PR #5775, opened 2017-10-10
Move new top-level selective imports in std.uni to local scopes

joakim-noah:
Dmitry said he had problems with locally scoping these, [see issue 17813](https://issues.dlang.org/show_bug.cgi?id=17813), but I haven't been able to reproduce on linux/x64 with the latest dmd 2.076.1.  Let's see what the auto-tester says.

#####

Repeat word for word from the line holding "Move new top-level" down to the last line above, including both.

Move new top-level selective imports in std.uni to local scopes

joakim-noah:
Dmitry said he had problems with locally scoping these, [see issue 17813](https://issues.dlang.org/show_bug.cgi?id=17813), but I haven't been able to reproduce on linux/x64 with the latest dmd 2.076.1.  Let's see what the auto-tester says.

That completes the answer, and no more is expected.